Pretty self-explanatory, but in the interest of bulking up my word count, I’ll spell it out a bit.  The first episode of Undone presents a character study of Alma Winograd-Diaz, a mordant 28-year-old woman in San Antonio whose life is not panning out the way she might have hoped.  Initially, her complaints focus on the same working-class grind explored in the movie Support the Girls, set seventy miles away in Austin: wake up to an alarm clock, eat breakfast, get in the car, and drive to a job that pays just enough to let you do the same thing again the next day.  Alma works at a day care, not out of any particular passion for early childhood education but because it’s slightly more fulfilling than working at Double Whammies.  When she finally gets off work, her social life consists of drinking with her sister Becca, who has just gotten engaged to a meathead she doesn’t seem crazy about but who has enough family wealth to offer Becca an escape from the rat race.  This turn of events has Alma re-evaluating her relationship with her own live-in boyfriend, a nebbishy River Walk waiter who has suggested that he might be amenable to going the mar­riage-and-kids route as well, which Alma wants no part of.  This slice of social realism raises the question: why is all this done in rotoscoped animation?  Wouldn’t using a regular camcorder have been cheaper?  But we soon find out the answer, when Alma gets into a car accident that leaves her unstuck in time, bouncing around a surreal chronoscape as the ghost of her dead father asks her to help him solve his own murder and perhaps help out his schizophrenic mother along the way.

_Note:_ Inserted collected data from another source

PR #909, opened 2023-08-23
Resolved issue #859. Fixed attribute error.

Nandika-A:
The error was caused at /events/eventname/applications due to selecting more than one way of ordering. 
It is resolved by giving a default value to getattr(), obtained from the function get_default(). This function slices the string to get the first order selected.


applications/services.py
```diff
@@ -3,6 +3,10 @@
 from applications.models import Application, Event, Score
 from core.models import User
 
+def get_default(order):
```
marksweb, line 6: Could you please add a docstring that explans what this is for & what it is doing?

marksweb (changes requested):

applications/services.py
Nandika-A: Ya sure!

marksweb (approved):
This looks straightforward enough. Would be ideal to have some testing with it though.

Nandika-A:
Hello @amakarudze! I have resolved the issues with flake8. Could you please check it now?

requirements.txt
```diff
@@ -1,331 +1,254 @@
-#
-# This file is autogenerated by pip-compile with Python 3.10
-# by the following command:
-#
-#    pip-compile --output-file=requirements.txt --resolver=backtracking requirements.in
-#
+absl-py==1.4.0
```
marksweb, line 1: It looks like these changes having been done using `pip-tools` is that correct?

`pip-compile` should be used to generate, and update the project requirements.

marksweb (changes requested):

requirements.txt
Nandika-A: Yes, I used pip-tools to update the virtual environment according to requirements as per the errors shown by flake8. Should I revert the changes in requirements.txt?

Nandika-A: I have restored requirements.txt. Could you please check it now?

marksweb: Thanks. It's not a problem to update the packages. It's just that it should have the comment about it being a generated file and then the packages that use each defined package underneath them.

marksweb (approved):

amakarudze:
Thanks @Nandika-A. Now merging this in.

That is to say, this is a Pattern 38 story that weaves together two very different premises, one a convoluted sci-fi story with time loops and parallel universes, the other a deep dive into the his­tory of a family with roots as disparate as Mesoamerica and the Polish ghetto.  This in turn means that it avoids the problem mentioned in Pattern 15: its characters are not just sets of traits, but very specific human beings with unique life stories.  Because of this, I actually cared about the story beyond its sci-fi plot twists and structural tricksiness, so the box for Pattern 9 gets a big tick.  And San Antonio stands out as a locale much less com­monly seen in fiction than the likes of New York, Los Angeles, or San Francisco, so even Pattern 24 (I like geographically grounded narrative) gets a shout-out.  But beyond all these patterns, the main reason I wanted to keep watching the show is just that it’s very well done.  It has a lot of jokes, and most of the jokes are funny.  It got me to laugh out loud a few times, which is rare for me.  Though I suppose I should note that the second season is significantly less funny than the first.  The voice acting is very good beyond just selling the jokes, though: the line readings sound like authentic conversation.  Sequences meant to have literary quality generally do, and those continue to pop up even when the humor quotient has dipped.  And of course the idea of going back and putting right what once went wrong is a seduc­tive fantasy for me, so I would have found the themes resonant even had they not been handled so well.

There were a couple of aspects of the show that I wasn’t a huge fan of.  I don’t have a pattern for this yet, but one thing I don’t like about superhero universes is that when they run for long enough, eventually everyone in the story gets powered up, and without a large civilian cast superhero stories feel unmoored to me, like a game of Werewolf with no villagers.  Season two veers a bit too far in this direction for my liking.  The Pattern-O-Mat­ic™ also has Pattern 17 on the negative side of the ledger, for while that pattern focuses on my antipathy toward Abrahamic religions, it turns out that I don’t have a ton of patience for stories that take shamanism seriously either.  And stories invol­ving time travel and parallel worlds are fraught with problems that Undone doesn’t entirely overcome.  Still, I guess this goes to show that I should poke at the TV list a bit more, because what I expected to be an afterthought is up there with Knives Out as a contender for the best thing I’ve seen from 2019.